Na+/K+-ATPase-Targeted Cytotoxicity of (+)-Digoxin and Several Semisynthetic Derivatives

Abstract

(+)-Digoxin (1) is a well-known cardiac glycoside long used to treat congestive heart failure and found more recently to show anticancer activity. Several known cardenolides (2-5) and two new analogues, (+)-8(9)-β-anhydrodigoxigenin (6) and (+)-17-epi-20,22-dihydro-21α-hydroxydigoxin (7), were synthesized from 1 and evaluated for their cytotoxicity toward a small panel of human cancer cell lines.

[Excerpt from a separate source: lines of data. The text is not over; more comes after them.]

PR #20452, opened 2024-09-18
batch: Set a default retry attempts and a prefix 

vadmeste:

## Description
A batch job will fail if the retry attempt is not provided. The reason
is that the code mistakenly gets the retry attempts from the job status
rather than the job yaml file.

This will also set a default empty prefix in case of batch expiration.

Also this will avoid trimming the prefix since the yaml decoder already
does that if no quotes were provided, and we should not trim if quotes
were provided and the user provided a leading or a trailing space.

## Motivation and Context
Fix unsuccessful batch job with the retry attempts is not provided

## How to test this PR?
Test the following batch expiratoin yaml:
```
expire:
 apiVersion : v1
 bucket: bucket
 prefix: ""
 rules:
  - type: object
    name: ima*
```

## Types of changes

## Checklist:

### DIFF
--- a/cmd/batch-expire.go
+++ b/cmd/batch-expire.go
@@ -27,7 +27,6 @@ import (
 	"net/http"
 	"runtime"
 	"strconv"
-	"strings"
 	"time"
 
 	"github.com/minio/minio-go/v7/pkg/tags"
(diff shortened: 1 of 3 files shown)


klauspost (approved):
lgtm

krisis (approved):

A preliminary structure-activity relationship investigation conducted indicated that the C-12 and C-14 hydroxy groups and the C-17 unsaturated lactone unit are important for 1 to mediate its cytotoxicity toward human cancer cells, but the C-3 glycosyl residue seems to be less critical for such an effect. Molecular docking profiles showed that the cytotoxic 1 and the noncytotoxic derivative 7 bind differentially to Na⁺/K⁺-ATPase. The HO-12β, HO-14β, and HO-3'aα hydroxy groups of (+)-digoxin (1) may form hydrogen bonds with the side-chains of Asp121 and Asn122, Thr797, and Arg880 of Na⁺/K⁺-ATPase, respectively, but the altered lactone unit of 7 results in a rotation of its steroid core, which depotentiates the binding between this compound and Na⁺/K⁺-ATPase. Thus, 1 was found to inhibit Na⁺/K⁺-ATPase, but 7 did not. In addition, the cytotoxic 1 did not affect glucose uptake in human cancer cells, indicating that this cardiac glycoside mediates its cytotoxicity by targeting Na⁺/K⁺-ATPase but not by interacting with glucose transporters.

Figure 1.

ECD spectra of compounds 1 (blue), 2 (red), 3 (green), and 4 (purple) (upper) and those of compounds 1 (blue), 5 (pink), 6 (aqua), and 7 (burgundy) (below). The data were obtained in HPLC grade MeOH as the average of three scans corrected by subtracting a spectrum of the appropriate solution in the absence of the samples recorded under identical conditions. Each scan in the range 200‒450 nm was obtained by taking points every 0.1 nm with a 50 nm/min scanning speed and a 1 nm band width. No Cotton effects were observed in the range 350‒450 nm.

Figure 2.

The docking box and the predicted binding pose of 7 (cyan sticks) from docking aligned with (+)-digoxin (1) (yellow sticks) from the crystal structure) (A), binding poses of 1 (yellow sticks, from the crystal structure) (B) and 7 (cyan sticks, predicted) (C) in Na⁺/K⁺-ATPase pocket, and inhibition of Na⁺/K⁺-ATPase by 1 (D) and 7 (E).

Figure 3.

Cytotoxicity against H1299 cells and glucose transport inhibition of 1. H1299 human lung cancer cells were treated by vehicle, WZB117 (30 μM, positive control), or (+)-digoxin (30 μM) for 15 min. After glucose uptake was initiated by 2-deoxy-D-[³H]glucose, cells were lysed and the radioactivity of the cell lysates was measured. The results showed that (+)-digoxin showed cytotoxicity toward H1299 cells (IC₅₀ 0.46 μM), but it did not inhibit glucose transport (columns, means, n = 3; bars, SE; **p ≤ 0.01 and ***p ≤ 0.001 when compared with the values from mock).

Scheme 1.

Synthesis of compounds 2–4. Reagents and conditions: (a) Ac₂O and pyridine, r.t., 72 h; (b) Ac₂O and pyridine, 80 °C, 2 h.

Scheme 2.

Synthesis of compounds 5 and 6. Reagents and conditions: (a) conc. HCl, r.t., overnight.

Scheme 3.

Plausible mechanism for the generation of (+)-8(9)-β-anhydrodigoxigenin (6) from (+)-digoxin (1).

Scheme 4.

Synthesis of compound 7. Reagents and conditions: (a) MeOH saturated with NaOH, 60 °C, overnight.

Scheme 5.

Plausible mechanism for the formation of (+)-17-epi-20,22-dihydro-21α-hydroxydigoxin (7) from (+)-digoxin (1).